=== Begin Enclosure ===

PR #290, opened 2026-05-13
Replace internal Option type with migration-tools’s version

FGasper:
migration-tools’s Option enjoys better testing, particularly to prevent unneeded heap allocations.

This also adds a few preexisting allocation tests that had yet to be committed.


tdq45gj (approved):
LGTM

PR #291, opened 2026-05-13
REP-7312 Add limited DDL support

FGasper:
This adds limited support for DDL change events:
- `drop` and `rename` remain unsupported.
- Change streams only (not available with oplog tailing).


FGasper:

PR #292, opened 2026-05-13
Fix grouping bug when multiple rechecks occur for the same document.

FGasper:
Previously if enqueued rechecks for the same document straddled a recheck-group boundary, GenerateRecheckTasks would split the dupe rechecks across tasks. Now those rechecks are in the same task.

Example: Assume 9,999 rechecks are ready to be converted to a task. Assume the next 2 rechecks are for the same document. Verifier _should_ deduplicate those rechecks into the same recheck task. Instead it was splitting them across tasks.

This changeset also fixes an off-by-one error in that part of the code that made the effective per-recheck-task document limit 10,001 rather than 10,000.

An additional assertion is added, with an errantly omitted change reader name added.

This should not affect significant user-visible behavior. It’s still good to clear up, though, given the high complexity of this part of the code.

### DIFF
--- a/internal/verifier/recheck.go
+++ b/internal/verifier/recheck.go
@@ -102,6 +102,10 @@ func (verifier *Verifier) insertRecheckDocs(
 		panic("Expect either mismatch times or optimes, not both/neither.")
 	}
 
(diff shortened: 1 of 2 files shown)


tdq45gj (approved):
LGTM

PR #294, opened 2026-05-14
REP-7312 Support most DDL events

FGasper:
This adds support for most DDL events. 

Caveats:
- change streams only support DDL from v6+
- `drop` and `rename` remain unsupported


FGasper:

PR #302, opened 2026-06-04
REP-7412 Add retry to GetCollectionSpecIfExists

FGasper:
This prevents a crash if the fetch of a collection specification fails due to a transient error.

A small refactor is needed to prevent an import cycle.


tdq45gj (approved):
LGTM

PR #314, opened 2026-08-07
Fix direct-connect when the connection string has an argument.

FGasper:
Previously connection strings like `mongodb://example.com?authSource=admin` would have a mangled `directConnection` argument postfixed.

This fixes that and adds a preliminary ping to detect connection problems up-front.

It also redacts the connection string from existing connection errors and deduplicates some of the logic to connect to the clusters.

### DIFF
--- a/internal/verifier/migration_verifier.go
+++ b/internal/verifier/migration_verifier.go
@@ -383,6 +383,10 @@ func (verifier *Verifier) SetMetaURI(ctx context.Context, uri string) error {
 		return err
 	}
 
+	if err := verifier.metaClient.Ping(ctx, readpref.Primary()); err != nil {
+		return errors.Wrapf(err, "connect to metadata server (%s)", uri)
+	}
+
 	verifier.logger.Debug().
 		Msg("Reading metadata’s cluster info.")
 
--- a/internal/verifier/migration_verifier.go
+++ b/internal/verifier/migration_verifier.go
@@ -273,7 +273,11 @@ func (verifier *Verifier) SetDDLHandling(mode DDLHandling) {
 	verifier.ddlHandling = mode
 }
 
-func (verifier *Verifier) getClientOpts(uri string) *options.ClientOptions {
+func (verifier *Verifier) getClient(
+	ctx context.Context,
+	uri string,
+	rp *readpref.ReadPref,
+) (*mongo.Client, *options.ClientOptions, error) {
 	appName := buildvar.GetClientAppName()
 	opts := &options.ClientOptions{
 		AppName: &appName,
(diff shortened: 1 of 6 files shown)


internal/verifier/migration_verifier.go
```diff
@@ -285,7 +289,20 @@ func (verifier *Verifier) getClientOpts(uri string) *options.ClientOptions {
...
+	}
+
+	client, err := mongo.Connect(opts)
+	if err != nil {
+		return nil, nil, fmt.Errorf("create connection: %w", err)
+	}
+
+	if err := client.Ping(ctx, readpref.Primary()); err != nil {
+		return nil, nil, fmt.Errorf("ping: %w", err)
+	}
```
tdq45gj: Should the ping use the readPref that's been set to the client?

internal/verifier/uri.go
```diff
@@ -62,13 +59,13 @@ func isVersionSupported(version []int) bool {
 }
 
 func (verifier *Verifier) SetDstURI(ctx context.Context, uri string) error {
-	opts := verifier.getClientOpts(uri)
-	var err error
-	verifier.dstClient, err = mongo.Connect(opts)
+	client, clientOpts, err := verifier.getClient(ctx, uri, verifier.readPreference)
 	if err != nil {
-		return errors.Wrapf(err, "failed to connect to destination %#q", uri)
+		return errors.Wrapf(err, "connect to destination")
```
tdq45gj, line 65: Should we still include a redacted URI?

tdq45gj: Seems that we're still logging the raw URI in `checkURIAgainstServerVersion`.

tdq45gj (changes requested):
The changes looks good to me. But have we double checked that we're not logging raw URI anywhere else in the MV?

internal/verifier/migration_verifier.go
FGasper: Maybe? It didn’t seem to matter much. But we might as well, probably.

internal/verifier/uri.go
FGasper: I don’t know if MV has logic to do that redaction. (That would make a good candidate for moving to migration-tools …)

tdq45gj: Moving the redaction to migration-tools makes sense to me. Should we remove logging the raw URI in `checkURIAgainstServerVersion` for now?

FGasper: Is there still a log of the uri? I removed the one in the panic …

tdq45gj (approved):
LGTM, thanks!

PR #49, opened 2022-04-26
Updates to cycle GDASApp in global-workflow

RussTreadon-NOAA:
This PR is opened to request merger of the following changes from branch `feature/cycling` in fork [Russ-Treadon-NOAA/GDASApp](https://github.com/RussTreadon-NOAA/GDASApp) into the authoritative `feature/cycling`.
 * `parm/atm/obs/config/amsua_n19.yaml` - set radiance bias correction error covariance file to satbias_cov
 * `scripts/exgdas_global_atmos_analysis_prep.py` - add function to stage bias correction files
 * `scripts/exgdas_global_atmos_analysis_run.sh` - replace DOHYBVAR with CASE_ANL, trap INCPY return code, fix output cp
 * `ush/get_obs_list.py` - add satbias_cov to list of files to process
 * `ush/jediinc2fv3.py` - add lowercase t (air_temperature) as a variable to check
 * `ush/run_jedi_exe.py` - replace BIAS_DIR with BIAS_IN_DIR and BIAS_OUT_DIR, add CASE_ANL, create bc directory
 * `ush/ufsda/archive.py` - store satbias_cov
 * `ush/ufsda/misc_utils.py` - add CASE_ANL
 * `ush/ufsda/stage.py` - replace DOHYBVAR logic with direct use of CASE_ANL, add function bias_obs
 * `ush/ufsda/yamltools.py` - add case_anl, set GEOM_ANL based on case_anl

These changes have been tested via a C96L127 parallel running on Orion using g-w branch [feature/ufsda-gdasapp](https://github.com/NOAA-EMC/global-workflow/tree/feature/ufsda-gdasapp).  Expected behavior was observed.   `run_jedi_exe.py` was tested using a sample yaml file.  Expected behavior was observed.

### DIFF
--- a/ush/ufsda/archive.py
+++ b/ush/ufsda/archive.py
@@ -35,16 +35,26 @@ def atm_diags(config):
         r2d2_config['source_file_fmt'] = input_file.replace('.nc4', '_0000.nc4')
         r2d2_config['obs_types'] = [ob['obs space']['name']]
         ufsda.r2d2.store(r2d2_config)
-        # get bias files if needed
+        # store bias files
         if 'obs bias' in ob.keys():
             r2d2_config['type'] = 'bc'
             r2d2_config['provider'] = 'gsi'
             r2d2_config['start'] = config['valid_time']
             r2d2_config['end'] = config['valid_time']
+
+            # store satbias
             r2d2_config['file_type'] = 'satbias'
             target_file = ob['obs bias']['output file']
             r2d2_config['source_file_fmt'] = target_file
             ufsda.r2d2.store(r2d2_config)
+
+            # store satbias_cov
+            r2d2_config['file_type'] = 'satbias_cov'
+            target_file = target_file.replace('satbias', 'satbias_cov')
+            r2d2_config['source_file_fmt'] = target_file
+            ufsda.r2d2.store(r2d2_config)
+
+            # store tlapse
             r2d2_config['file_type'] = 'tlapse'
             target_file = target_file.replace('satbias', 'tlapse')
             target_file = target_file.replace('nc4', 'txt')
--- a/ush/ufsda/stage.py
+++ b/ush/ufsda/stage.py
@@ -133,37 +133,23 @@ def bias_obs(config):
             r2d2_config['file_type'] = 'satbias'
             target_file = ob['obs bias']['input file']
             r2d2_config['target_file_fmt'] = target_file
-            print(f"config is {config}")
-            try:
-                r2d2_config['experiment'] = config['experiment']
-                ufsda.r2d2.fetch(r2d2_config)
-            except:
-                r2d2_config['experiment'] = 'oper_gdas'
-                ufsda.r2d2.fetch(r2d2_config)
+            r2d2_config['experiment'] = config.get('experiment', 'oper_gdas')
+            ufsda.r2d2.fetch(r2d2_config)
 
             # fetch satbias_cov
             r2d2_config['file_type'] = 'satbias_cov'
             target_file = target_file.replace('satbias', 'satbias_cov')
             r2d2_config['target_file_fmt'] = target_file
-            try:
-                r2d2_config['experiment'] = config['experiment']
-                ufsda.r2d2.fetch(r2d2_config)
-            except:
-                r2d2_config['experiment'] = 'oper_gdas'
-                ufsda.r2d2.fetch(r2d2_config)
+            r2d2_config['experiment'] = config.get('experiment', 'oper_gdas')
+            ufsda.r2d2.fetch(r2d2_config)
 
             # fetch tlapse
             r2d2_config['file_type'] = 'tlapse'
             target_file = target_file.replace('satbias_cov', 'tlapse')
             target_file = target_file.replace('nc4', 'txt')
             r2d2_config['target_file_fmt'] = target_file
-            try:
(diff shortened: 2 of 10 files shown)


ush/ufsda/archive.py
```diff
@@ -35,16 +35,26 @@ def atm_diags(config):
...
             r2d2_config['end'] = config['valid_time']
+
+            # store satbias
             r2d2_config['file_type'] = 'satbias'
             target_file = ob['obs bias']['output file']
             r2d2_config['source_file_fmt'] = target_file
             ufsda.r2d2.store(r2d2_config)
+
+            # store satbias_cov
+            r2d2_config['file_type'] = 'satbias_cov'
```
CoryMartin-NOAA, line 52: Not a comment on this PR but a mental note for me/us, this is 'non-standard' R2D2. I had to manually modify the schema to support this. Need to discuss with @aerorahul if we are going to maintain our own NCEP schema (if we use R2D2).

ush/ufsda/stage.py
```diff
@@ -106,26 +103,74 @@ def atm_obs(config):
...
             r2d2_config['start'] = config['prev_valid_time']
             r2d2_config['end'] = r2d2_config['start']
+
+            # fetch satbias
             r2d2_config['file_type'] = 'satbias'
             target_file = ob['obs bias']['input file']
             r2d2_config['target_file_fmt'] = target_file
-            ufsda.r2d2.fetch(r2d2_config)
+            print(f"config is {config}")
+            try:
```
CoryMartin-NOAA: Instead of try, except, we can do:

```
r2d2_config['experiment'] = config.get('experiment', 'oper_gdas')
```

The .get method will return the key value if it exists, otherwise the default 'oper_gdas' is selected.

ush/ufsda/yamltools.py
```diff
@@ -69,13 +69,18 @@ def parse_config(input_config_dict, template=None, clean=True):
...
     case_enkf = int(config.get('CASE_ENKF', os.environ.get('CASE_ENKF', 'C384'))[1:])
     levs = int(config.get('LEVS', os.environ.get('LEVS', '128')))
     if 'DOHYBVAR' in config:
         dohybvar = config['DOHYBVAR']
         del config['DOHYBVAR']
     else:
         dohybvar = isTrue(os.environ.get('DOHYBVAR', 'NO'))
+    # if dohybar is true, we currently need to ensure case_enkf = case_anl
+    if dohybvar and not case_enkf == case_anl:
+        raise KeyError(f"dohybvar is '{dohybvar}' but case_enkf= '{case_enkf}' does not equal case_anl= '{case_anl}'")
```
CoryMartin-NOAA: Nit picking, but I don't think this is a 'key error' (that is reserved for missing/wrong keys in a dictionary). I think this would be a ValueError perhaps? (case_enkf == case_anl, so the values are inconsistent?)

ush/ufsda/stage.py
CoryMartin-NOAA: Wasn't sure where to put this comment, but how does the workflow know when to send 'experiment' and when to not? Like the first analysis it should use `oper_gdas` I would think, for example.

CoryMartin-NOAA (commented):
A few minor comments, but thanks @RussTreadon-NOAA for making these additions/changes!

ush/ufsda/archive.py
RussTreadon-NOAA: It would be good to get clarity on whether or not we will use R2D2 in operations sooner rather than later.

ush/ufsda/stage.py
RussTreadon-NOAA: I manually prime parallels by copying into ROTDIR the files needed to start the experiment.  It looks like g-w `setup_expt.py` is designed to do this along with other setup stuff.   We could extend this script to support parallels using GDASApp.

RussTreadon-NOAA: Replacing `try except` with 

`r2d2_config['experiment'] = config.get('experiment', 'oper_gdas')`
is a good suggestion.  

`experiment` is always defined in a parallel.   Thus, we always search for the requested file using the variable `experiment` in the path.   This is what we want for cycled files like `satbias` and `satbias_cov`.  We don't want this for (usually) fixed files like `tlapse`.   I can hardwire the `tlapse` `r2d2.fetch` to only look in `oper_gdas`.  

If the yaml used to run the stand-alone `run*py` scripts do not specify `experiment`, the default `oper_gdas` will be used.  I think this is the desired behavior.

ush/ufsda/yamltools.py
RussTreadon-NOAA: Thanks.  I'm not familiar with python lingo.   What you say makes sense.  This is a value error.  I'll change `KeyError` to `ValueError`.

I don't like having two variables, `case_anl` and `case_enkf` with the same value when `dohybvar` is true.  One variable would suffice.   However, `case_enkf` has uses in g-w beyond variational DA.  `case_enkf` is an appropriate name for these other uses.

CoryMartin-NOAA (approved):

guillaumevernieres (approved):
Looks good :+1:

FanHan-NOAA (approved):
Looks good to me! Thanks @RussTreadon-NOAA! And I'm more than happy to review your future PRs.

=== End Enclosure ===

• WHAT THE TASK REQUIRES
Please show all lines from the entries that contain the word "document".

• THE COMPLETED TASK
Fix grouping bug when multiple rechecks occur for the same document.
Previously if enqueued rechecks for the same document straddled a recheck-group boundary, GenerateRecheckTasks would split the dupe rechecks across tasks. Now those rechecks are in the same task.
Example: Assume 9,999 rechecks are ready to be converted to a task. Assume the next 2 rechecks are for the same document. Verifier _should_ deduplicate those rechecks into the same recheck task. Instead it was splitting them across tasks.
This changeset also fixes an off-by-one error in that part of the code that made the effective per-recheck-task document limit 10,001 rather than 10,000.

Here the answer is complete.